Harun Yahya

Giriş



Bu cümleyi siz okuyup bitirinceye kadar gözünüzde yaklaşık yüz milyar (100.000.000.000) işlem yapıldı. İşte bu muhteşem işlem hızı, sizi dünyanın en muhteşem aygıtlarından bir çiftine sahip yapıyor. Üstelik bu aygıtın bir benzerini insanoğlu halen üretemedi. Yaşamınızda sahip olduğunuz herşey gözleriniz ile bir anlam kazandı. Ailenizi, dostlarınızı, evinizi, işinizi, kısaca yaşamınız boyunca karşılaştığınız herşeyi gerçek anlamıyla gözleriniz sayesinde tanıdınız. Onlarsız dış dünyayı hiçbir zaman tam olarak bilemezdiniz. Gözleriniz olmasaydı bir rengin, bir şeklin, bir manzaranın, bir insan yüzünün, güzellik denen kavramın nasıl bir şey olduğunu muhtemelen hayalinizde canlandıramazdınız. Fakat, gözleriniz var, bu sayede etrafınızı görüyor, şu anda da önünüzdeki yazıyı okuyorsunuz.









Merceğe bağlı kasların çok hassas kasılma oranlarını da hesaplamıyorsunuz. Yalnızca o cismi net görmek istiyorsunuz, gerisi saniyenin çok küçük bir diliminde sizin için otomatik olarak hallediliyor. Bunun ne kadar mucizevi bir işlem olduğu ise birçok insanın aklına gelmiyor.

Üstelik, böyle mükemmel bir aygıta sahip olmak için hiç kimsenin çabası olmadı. Doğduğunuz anda gözlerinizi de -özel bir rahatsızlığınız yoksa- son derece kusursuz bir yapıya sahip olarak buldunuz.

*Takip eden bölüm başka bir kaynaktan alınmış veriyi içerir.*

PR #93, opened 2026-05-07
fix: Update publishing strategy for `PROCESS_SVS`

beatrizsavinhas:
### Added

- Emit block with files to publish to:
	- `GENERATE_CYTOSURE_FILES` subworkflow.
	- `PROCESS_SVS` subworkflow.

Hiç kuşkusuz ki bu nimetin değerini en iyi anlayanlar da görme yeteneklerini sonradan kaybedenlerdir. Eğer bir gün gözlerinizi kaybedecek olursanız -ki bu ihtimal dahilindedir- o tarihten sonra geleceğe ait bütün planlarınız değişecek ve muhtemelen dünyadaki en büyük isteklerinizden biri, gözlerinize tekrar kavuşmak olacaktır. Tam tersini de düşünebiliriz. Yıllar boyu görme özürlü bir hayat geçirdikten sonra bir gün tıbbi bir müdahale sonucunda gözlerinizin açıldığını düşünün. Tabi ki bu sizi dünyevi hiçbirşeyle karşılaştırılamayacak kadar sevindirip, mutlu edecektir. Bir ayette Rabbimiz şöyle buyurmaktadır:

De ki: "Sizi inşa eden (yaratan), size kulak, gözler ve gönüller veren O'dur. Ne az şükrediyorsunuz?" (Mülk Suresi, 23)









Evrim Yine Açmazda



Peki, insan için bu kadar önemli bir duyu nasıl ortaya çıktı? Görme diye bir kavram nasıl var oldu? Biraz daha geniş bir açıdan bakarak bu soruyu genelleştirelim. Beş duyusu, beyni, uyumla çalışan iç organları, elleri, ayakları, bedeni ve ruhu ile insan nasıl meydana geldi?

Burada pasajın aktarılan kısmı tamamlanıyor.